Saved data entries
────────────────────

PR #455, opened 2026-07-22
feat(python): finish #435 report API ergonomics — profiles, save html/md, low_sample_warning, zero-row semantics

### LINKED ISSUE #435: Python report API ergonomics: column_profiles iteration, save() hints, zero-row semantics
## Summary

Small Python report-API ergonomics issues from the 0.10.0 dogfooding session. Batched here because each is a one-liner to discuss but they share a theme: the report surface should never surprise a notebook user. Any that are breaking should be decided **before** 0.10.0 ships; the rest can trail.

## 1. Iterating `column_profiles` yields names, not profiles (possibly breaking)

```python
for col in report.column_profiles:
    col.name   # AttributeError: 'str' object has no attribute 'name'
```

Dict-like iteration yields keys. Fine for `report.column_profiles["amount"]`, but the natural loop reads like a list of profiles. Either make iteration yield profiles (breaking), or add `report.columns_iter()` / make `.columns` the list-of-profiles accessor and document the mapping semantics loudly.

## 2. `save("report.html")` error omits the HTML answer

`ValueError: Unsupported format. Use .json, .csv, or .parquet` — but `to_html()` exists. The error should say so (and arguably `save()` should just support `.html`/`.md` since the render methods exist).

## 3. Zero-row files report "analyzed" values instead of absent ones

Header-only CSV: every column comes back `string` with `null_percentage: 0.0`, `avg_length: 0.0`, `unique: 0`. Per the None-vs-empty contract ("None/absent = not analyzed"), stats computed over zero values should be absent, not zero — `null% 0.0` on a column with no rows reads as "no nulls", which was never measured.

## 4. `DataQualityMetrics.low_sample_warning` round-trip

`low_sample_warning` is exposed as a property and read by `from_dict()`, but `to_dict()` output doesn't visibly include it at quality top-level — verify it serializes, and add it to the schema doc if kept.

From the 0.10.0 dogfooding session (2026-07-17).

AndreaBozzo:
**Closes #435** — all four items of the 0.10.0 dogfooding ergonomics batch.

────────────────────

▶ **Exercise description**
Your task is to restate, word for word, the line with "doc if kept." and all lines after it, ending with the last line of the data.

▶ **Task answer**
`low_sample_warning` is exposed as a property and read by `from_dict()`, but `to_dict()` output doesn't visibly include it at quality top-level — verify it serializes, and add it to the schema doc if kept.

From the 0.10.0 dogfooding session (2026-07-17).

AndreaBozzo:
**Closes #435** — all four items of the 0.10.0 dogfooding ergonomics batch.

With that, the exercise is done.